Гимназистки – это неизвестные юные особы, продолжающие жизненный подвиг самих художниц, которые именно с гимназистками, то есть с отчаянными благодаря своей невинности барышнями, отождествили себя в начале своей карьеры; теперь гимназистки выполняют роль ассистенток в акциях ФНО[7], они бесперебойно рекрутируются из богатых запасов нашего города и тем самым доказывают живую связь творчества ФНО с петербургской культурой[8].
Между тем за ширмой культурной мифологии декаданса с характерными для него травестией и карнавальностью[9], в «гимназистке» обнаруживается амбивалентность еще и иного рода, о чем деликатно напоминает эвфемизм «отчаянная благодаря своей невинности барышня». В самом деле, как еще говорить об «этом» (то есть о сексуальном), если не вскользь, с известной толикой юмора, культивируемого и самими художницами? Но мы нарушим это табу, отважившись на рискованный, ибо гендерно окрашенный, эвфеминизм, не покушаясь вместе с тем на полное медицинское освидетельствование данной проблемы, связанной, если приглядеться, с неопределенным, «подвешенным» поло-ролевым, социальным статусом «гимназистки», — производным, в свою очередь, от практически, казалось бы, бесполезного, но символически бесценного признака. В слове «гимназистка» отзывается – хотя этимологически и не имеющее отношение к гимназии — слово «гимен» («девственная плева» по-гречески, откуда и бог брачных уз Гименей). Пожалуй, это не только паронимическая аттракция: мотив гимена актуализируется используемыми в перформансах Глюкли ширмами, также исполняющими роль мембраны, отделяющей и одновременно соединяющей одно пространство с другим, причем оба эти пространства имеют семантику интимных. Знаменательно, что именно этот колеблющийся признак, составляющий сущностную двусмысленность «гимназистки», конституирует «рваную» повествовательную структуру «Легкого дыхания» Бунина, где в решающей сцене откровенным образом вербализируется:
– Вы уже не девочка, – многозначительно сказала начальница, втайне начиная раздражаться.

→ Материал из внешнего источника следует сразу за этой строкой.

PR #227, opened 2021-03-04
moving result and outputs from context to feature

brettsam:


src/DotNetWorker/Context/Features/DefaultModelBindingFeature.cs
```diff
@@ -36,17 +35,13 @@ public DefaultModelBindingFeature(IEnumerable<IConverter> converters)
             {
                 FunctionParameter param = context.FunctionDefinition.Parameters[i];
 
-                var functionBindings = context.Features.Get<IFunctionBindingsFeature>();
-
+                var functionBindings = context.GetBindings();
```
fabiocav, line 38: nit: `var`-> type

src/DotNetWorker/Context/Features/GrpcFunctionBindingsFeature.cs
```diff
@@ -16,6 +16,7 @@ internal class GrpcFunctionBindingsFeature : IFunctionBindingsFeature
 
         private IReadOnlyDictionary<string, object?>? _triggerMetadata;
         private IReadOnlyDictionary<string, object?>? _inputData;
+        private IDictionary<string, object?>? _outputData;
```
fabiocav, line 19: Some of the logic here should probably be pulled to the base type (we may need to introduce one, though, doesn't have to be now) to lower the implementation cost.

src/DotNetWorker/Invocation/DefaultFunctionExecutor.cs
```diff
@@ -28,22 +28,20 @@ public async Task ExecuteAsync(FunctionContext context)
...
             else
             {
-                inputArguments = bindingFeature.BindFunctionInput(context);
+                inputArguments = modelBindingFeature.BindFunctionInput(context);
             }
 
-            object? result = await invoker.InvokeAsync(instance, inputArguments);
-
-            context.InvocationResult = result;
+            context.GetBindings().InvocationResult = await invoker.InvokeAsync(instance, inputArguments);
```
fabiocav, line 44: nit: We should do the same thing we're doing for model bindings: pull the function bindings feature, validate it was present and use the feature directly.

fabiocav (approved):
A few nit comments, nothing blocking

src/DotNetWorker/Invocation/DefaultFunctionExecutor.cs
brettsam: `GetBindings()` will throw if it's not registered. I really wasn't sure what we'd do if it wasn't there...

PR #231, opened 2021-03-05
Middleware registration API, refactoring and XML docs

fabiocav:


src/DotNetWorker/Hosting/WorkerHostBuilderExtensions.cs
```diff
@@ -0,0 +1,80 @@
...
+using System;
+using Microsoft.Azure.Functions.Worker;
+using Microsoft.Extensions.DependencyInjection;
+
+namespace Microsoft.Extensions.Hosting
+{
+    /// <summary>
+    /// Provides extension methods to work with a <see cref="IHostBuilder"/>.
+    /// </summary>
+    public static class WorkerHostBuilderExtensions
```
fabiocav, line 13: Moved to a more specific file name

src/DotNetWorker/Hosting/WorkerMiddlewareWorkerApplicationBuilderExtensions.cs
```diff
@@ -0,0 +1,104 @@
...
+        ///         <description><see cref="OutputBindingsMiddleware"/></description>
+        ///     </item>
+        ///     <item>
+        ///         <description><see cref="FunctionExecutionMiddleware"/></description>
+        ///     </item>
+        /// </list>
+        /// </summary>
+        /// <param name="builder">The <see cref="IFunctionsWorkerApplicationBuilder"/> to configure.</param>
+        /// <returns>The configured <see cref="IFunctionsWorkerApplicationBuilder"/>.</returns>
+        public static IFunctionsWorkerApplicationBuilder UseDefaultWorkerMiddleware(this IFunctionsWorkerApplicationBuilder builder)
```
fabiocav, line 31: new method to be explicit about the default. Previously, the call to the execution middleware was registering the output bindings one. Will update PR with the call to this instead.

src/DotNetWorker/Hosting/WorkerMiddlewareWorkerApplicationBuilderExtensions.cs
```diff
@@ -0,0 +1,104 @@
...
+
+            return builder;
+        }
+
+        /// <summary>
+        /// Configures the <see cref="IFunctionsWorkerApplicationBuilder"/> to use the default <see cref="OutputBindingsMiddleware"/>.
+        /// </summary>
+        /// <param name="builder">The <see cref="IFunctionsWorkerApplicationBuilder"/> to configure.</param>
+        /// <returns>The configured <see cref="IFunctionsWorkerApplicationBuilder"/>.</returns>
+        internal static IFunctionsWorkerApplicationBuilder UseMiddleware<T>(this IFunctionsWorkerApplicationBuilder builder)
```
fabiocav, line 86: New extension method to make it easier to register custom middleware

src/DotNetWorker/Pipeline/IFunctionsWorkerMiddleware.cs
```diff
@@ -0,0 +1,22 @@
...
+
+using System.Threading.Tasks;
+using Microsoft.Azure.Functions.Worker.Pipeline;
+
+namespace Microsoft.Azure.Functions.Worker.Middleware
+{
+    /// <summary>
+    /// Represents a middleware to be used in the worker execution pipeline.
+    /// </summary>
+    public interface IFunctionsWorkerMiddleware
```
fabiocav, line 12: Interface for custom middleware to work with the new extension method

src/DotNetWorker/RpcExtensions.cs
```diff
@@ -10,12 +10,12 @@
 using Microsoft.Azure.Functions.Worker.Http;
 using Microsoft.Azure.Functions.Worker.Invocation;
 
-namespace Microsoft.Azure.Functions.Worker
+namespace Microsoft.Azure.Functions.Worker.Rpc
```
fabiocav, line 13: Moved this class to a more specific namespace as the `**Rpc` methods were polluting the entire project.

src/DotNetWorker/Hosting/WorkerMiddlewareWorkerApplicationBuilderExtensions.cs
```diff
@@ -0,0 +1,104 @@
...
+            return builder.UseOutputBindingsMiddleware()
+                .UseFunctionExecutionMiddleware();
+        }
+
+        /// <summary>
+        /// Configures the <see cref="IFunctionsWorkerApplicationBuilder"/> to use the default <see cref="FunctionExecutionMiddleware"/>.
+        /// </summary>
+        /// <param name="builder">The <see cref="IFunctionsWorkerApplicationBuilder"/> to configure.</param>
+        /// <returns>The configured <see cref="IFunctionsWorkerApplicationBuilder"/>.</returns>
+        public static IFunctionsWorkerApplicationBuilder UseFunctionExecutionMiddleware(this IFunctionsWorkerApplicationBuilder builder)
```
mhoeger, line 42: Might be confusing if both `UseFunctionExecutionMiddleware` and `UseDefaultWorkerMiddleware` are public, thoughts on just exposing the default? "FunctionExecutionMiddleware" sounds important enough that I may try to use both.

fabiocav: I tried to make sure the documentation is pretty explicit about what gets registered with the default. The main reason I want to keep this is because it gives people the ability to compose with their own middleware. If they want to register theirs before the execution but after the output binding, the individual registration calls gives them that flexibility.

mhoeger: is UseOutputBindingsMiddleware (and UseMiddleware) meant to be internal?

src/DotNetWorker/Definition/BindingDirection.cs
```diff
@@ -3,9 +3,18 @@
 
 namespace Microsoft.Azure.Functions.Worker
 {
+    /// <summary>
+    /// Specifies the direction of the binding.
+    /// </summary>
     public enum BindingDirection
     {
+        /// <summary>
+        /// Identifieds an input binding; a binding that provides data to the function.
```
ankitkumarr, line 12: Identifieds -> Identifies

src/DotNetWorker/Hosting/WorkerMiddlewareWorkerApplicationBuilderExtensions.cs
ankitkumarr: @fabiocav, the concern I have here is that, if people update their existing project references to the new worker version, nothing would through, and their output bindings would just stop working. As this function now doesn't register that, which makes sense.

I am not sure what the alternative should be though. This may be Ok moving from preview, but wanted to bring it up, if you had any thoughts.

src/DotNetWorker/Hosting/WorkerMiddlewareWorkerApplicationBuilderExtensions.cs
```diff
@@ -0,0 +1,104 @@
...
+
+            return builder;
+        }
+
+        /// <summary>
+        /// Configures the <see cref="IFunctionsWorkerApplicationBuilder"/> to use the default <see cref="OutputBindingsMiddleware"/>.
+        /// </summary>
+        /// <param name="builder">The <see cref="IFunctionsWorkerApplicationBuilder"/> to configure.</param>
+        /// <returns>The configured <see cref="IFunctionsWorkerApplicationBuilder"/>.</returns>
+        internal static IFunctionsWorkerApplicationBuilder UseOutputBindingsMiddleware(this IFunctionsWorkerApplicationBuilder builder)
```
ankitkumarr, line 64: Could this use the `UseMiddleware` function below? That way, we also end up indirectly testing that :D

src/DotNetWorker/Hosting/WorkerMiddlewareWorkerApplicationBuilderExtensions.cs
fabiocav: These kinds of breaking changes need to be made prior to GA. Unfortunately, the previous middleware registration was overloaded, which shouldn't have been. One of the options is to cause a compilation break by renaming the method. We also need to update the templates and, as discussed, the registration should be further simplified with a simple call that adds all the defaults.

For now, since we do expect the output binding one to be registered, we can also cause an error if that isn't present. A few options here, but we shouldn't keep an API bug introduced in preview. We can have detailed information in the release notes.

src/DotNetWorker/Hosting/WorkerMiddlewareWorkerApplicationBuilderExtensions.cs
fabiocav: I knew the question was coming :) 

We could, but didn't really want to have to implement the interface when we already have that plumbing in place for the middleware as is. It's also an example of the pattern you can follow for that style of registration. We can have a test that uses the new model.

src/DotNetWorker/Hosting/WorkerMiddlewareWorkerApplicationBuilderExtensions.cs
ankitkumarr: Discussed offline for the breaking change issue, and I agree with Fabio that it makes most sense to update this, and callout in release notes.

Sorry @mhoeger, I accidentally used your comment thread for my question on a separate topic. But to answer your question, I don't think it should be internal as it gives people ability to setup differently than how do we by default. For example, if they want to add a middleware between ExecutionMiddleware and OutputBindingMiddleware. They can call these in some different order.

src/DotNetWorker/Hosting/WorkerMiddlewareWorkerApplicationBuilderExtensions.cs
```diff
@@ -0,0 +1,104 @@
...
+
+                    return middleware.Invoke(context, next);
+                };
+            });
+
+            return builder;
+        }
+
+        /// <summary>
+        /// Configures the <see cref="IFunctionsWorkerApplicationBuilder"/> to use the default <see cref="OutputBindingsMiddleware"/>.
```
brettsam, line 82: Update doc comment...

src/DotNetWorker/Hosting/WorkerMiddlewareWorkerApplicationBuilderExtensions.cs
brettsam: If this is internal, should IFunctionsWorkerMiddleware also be internal?

src/DotNetWorker/RpcExtensions.cs
brettsam: Good call.

brettsam (approved):
Couple small comments!

src/DotNetWorker/Hosting/WorkerMiddlewareWorkerApplicationBuilderExtensions.cs
fabiocav: The intention was for this to be public....

PR #68, opened 2021-08-10
I67 auto test

peterdudfield:
- Added github actions, to automatically run python tests
- updated conftest to 'convert_to_numpy'
- Updated geospatial so optional can be run to update the 'grids'. This was causing an error in the test. 
- Updated geospatial test to update grids first. 
- add requirements.txt file


jacobbieker (approved):
LGTM!

PR #69, opened 2021-08-15
Issue/i60 yaml settings

peterdudfield:
Want to create easy to configurations for experiments. 
Code add below put some of the basic things e.g. batchsize into a config file. 

- Created example pydantic model for configuration
- add example yaml file
- add load methods, from local and from gcs
- add save methods, from local and from gcs
- adjusted 'prepare_ml_training_data.py' script to use config file

Although pydantic models are slightly more complicated thought it worth it, for all the nice things that come with 'pydantic'


nowcasting_dataset/config/load.py
```diff
@@ -0,0 +1,59 @@
+import logging
+import gcsfs
+import os
+import io
+import yaml
+from nowcasting_dataset.config.model import Configuration
+
+logger = logging.getLogger(__name__)
```
JackKelly, line 8: We should maybe use the logger name `nowcasting_dataset`?  (Or does `__name__` resolve to `nowcasting_dataset`?!?)

nowcasting_dataset/config/load.py
```diff
@@ -0,0 +1,59 @@
...
+
+
+def load_yaml_configuration(filename: str) -> Configuration:
+    """
+    Load a yaml file which has the a configruation in it
```
JackKelly, line 13: Tiny typo fix :)   Sorry for being such a pedant!

```suggestion
    Load a yaml file which has a configuration in it
```

nowcasting_dataset/config/load.py
```diff
@@ -0,0 +1,59 @@
...
+    filename: the file name that you want to load
+    Returns: pydnaictic class
```
JackKelly, line 15:
```suggestion
    Returns: pydantic class
```

nowcasting_dataset/config/model.py
```diff
@@ -0,0 +1,52 @@
...
+class Process(BaseModel):
+    batch_size: int = Field(32, description="the batch size of the data")
+    forecast_length: int = Field(12, description="how many time steps to forecast in the future")
+    history_length: int = Field(6, description="how many historic times teps are used")
+    image_size_pixels: int = Field(64, description="the size of the satelite images")
+
+    sat_channels: tuple = Field(SAT_VARIABLE_NAMES, description="the satelite channels that are used")
+    nwp_channels: tuple = Field(NWP_VARIABLE_NAMES, description="the channels used in the nwp data")
+
+    prcesion: int = Field(16, description="what precision to use")
```
JackKelly, line 43:
```suggestion
    precision: int = Field(16, description="what precision to use")
```

nowcasting_dataset/config/save.py
```diff
@@ -0,0 +1,41 @@
...
+from nowcasting_dataset.config.model import Configuration
+
+logger = logging.getLogger(__name__)
+
+
+def save_yaml_configuration(configuration: Configuration, filename: str):
+    """
+    Load a local yaml file which has the a configuration in it
+    filename: the file name that you want to load
+    Returns: pydnaictic class
```
JackKelly, line 15:
```suggestion
    Returns: pydantic class
```

JackKelly (approved):
This looks perfect to me!  Great work!  Thank you :)

nowcasting_dataset/config/load.py
peterdudfield: no good to push me on that, my typos / spell is not very good

nowcasting_dataset/config/load.py
peterdudfield: Looks like __name__ essentially resolves it self to the file name i.e 'nowcasting_dataset.config.load'. I think this means then you can 'more' easily turn things on and off at a more granular level, if needed. It also has the bonus of if the file names change, you don't have to up date it.

This has a bit on it at the bottom
https://www.machinelearningplus.com/python/python-logging-guide/

This seems to say to do it too
https://fangpenlin.com/posts/2012/08/26/good-logging-practice-in-python/#:~:text=Use%20__name__%20as%20the%20logger%20name&text=as%20long%20as%20their%20logging,to%20output%20the%20logger%20name.

In a quick search in google, i cant seem to find good reasons not to do this

peterdudfield: Its funny, I just do that by habit, and I've never been asked why before

JackKelly: Cool beans, I've learnt something new, sounds like I should change to using `getLogger(__name__)`!  Thanks for looking into it!

Issue #6, opened 2021-05-07
Use CONSTS for keys into Sample dictionary


JackKelly:
e.g. so we can do `x[PV_SYSTEM_ROW_NUMBER]` instead of `x['pv_system_row_number']`

PR #73, opened 2021-08-25
Put PV strings into variables. 

peterdudfield:
Move PV strings into variables. These can then be imported in other repos. 
I couldn't see any in other data sources


peterdudfield:
issue: https://github.com/openclimatefix/nowcasting_dataset/issues/6

PR #104, opened 2021-09-09
Add PyPi publish

jacobbieker:
# Pull Request Template

## Description

Fleshes out the setup.py a bit more, adds publishing to PyPi on release creation. As we've been doing for other OCF packages to make them easier to use, this then makes nearly all of the nowcasting things pip installable. Also added a bit to the version to make it match semantic versioning.

## How Has This Been Tested?

I built and pushed a version of the package to PyPi successfully. I then installed it with `pip install nowcasting-dataset`

Not sure of a way to test GitHub Actions other than by trying it live?

- [ ] No
- [x] Yes

## Checklist:


setup.py
```diff
@@ -1,6 +1,38 @@
...
+        "tables",
+        "boto3",
+        "moto",
+        "neptune-client",
+        "pydantic",
+        "pytest-cov",
+        "plotly",
+    ],
+    packages=find_packages(),
+)
```
peterdudfield, line 38: Should we add a long description here? So it comes up on pypi

jacobbieker: Just added it!

setup.py
```diff
@@ -1,6 +1,45 @@
...
-    version='0.1',
-    packages=find_packages())
+    name="nowcasting_dataset",
+    version="0.1.2",
+    license="MIT",
+    description="Nowcasting Dataset",
+    author="Jack Kelly, Peter Dudfield, Jacob Bieker",
+    author_email="info@openclimatefix.org",
+    company="Open Climate Fix Ltd",
+    install_requires=[
```
peterdudfield, line 16: should this be from a requirements file?

jacobbieker: Yes, it sometimes doesn't seem to work if I do it that way in Actions, and complains about the txt not existing, but I can change it back to it!

jacobbieker: Okay, turns out including a `MANIFEST.in` is the way to fix it.

peterdudfield (approved):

– Да, madame, – просто, почти весело ответила Мещерская.
– Но и не женщина, – еще многозначительнее сказала начальница, и ее матовое лицо слегка заалело. [10]
Едва ли современный читатель на этих словах, по примеру начальницы, зальется краской. Скорее, вслед за Олей Мещерской, отнесется к ним просто, почти весело. Или, как искушенный в риторическом анализе аналитик, фигурально. Поэтому под «рваностью» будем пока иметь в виду прежде всего главную формальную особенность рассказа – многочисленные перестановки фабульных событий в сюжете, впервые проанализированные Л. С. Выготским в посвященной «Легкому дыханию» главе книги «Психология искусства». Прежде чем обратиться к деталям анализа, напомним вкратце фабулу рассказа. Гимназистка Оля Мещерская проживает короткую, но бурную жизнь: она рано взрослеет, теряет невинность с другом своего отца, имеет многочисленные связи и погибает от пули ревнивого казачьего офицера. Бунин, однако, с самого начала нарушает эту линейную последовательность.
Согласно Выготскому, он делает это для того, чтобы «претворить воду в вино», «житейскую историю о беспутной гимназистке» – в легкое дыхание самого бунинского рассказа, его синтаксис; иными словами, чтобы «житейскую муть заставить звенеть и звенеть, как холодный весенний ветер».[11] Щербенок обобщает антитетический (катарсический) метод Выготского следующим образом: «преодоление негативного жизненного материала (“житейской мути”) художественной формой».[12] Однако Щербенка в куда большей степени интересует связь между «словом» и «жизнью» в рассказе — связь, которую он, ссылаясь на Пола де Мана, считает нужным назвать фигуральной, а не субстанциальной или символической, как полагали его предшественники, Л. Выготский и полемизировавшие с ним О. Сливицкая и А. Жолковский – все они, по убеждению автора, игнорируют тот факт, что «жизнь в бунинском рассказе относится к слову так же, как фигуральное значение слова в тропе относится к его буквальному значению».[13] Под тропом здесь имеется в виду «легкое дыхание» Оли Мещерской: «Физическое “легкое дыхание” из [прочитанной девушками] книги становится сквозной метафорой Олиного существования, очертания колена из книги соответствуют не форме Олиных ног, а вольности ее движений, а “длиннее обыкновенного” руки – повторяющемуся сюжетному ходу».[14] Предлагая такое прочтение, надо думать, Щербенок преодолевает более ранние прочтения, направляясь дальше, к интерпретации рассказа «Господин из Сан-Франциско».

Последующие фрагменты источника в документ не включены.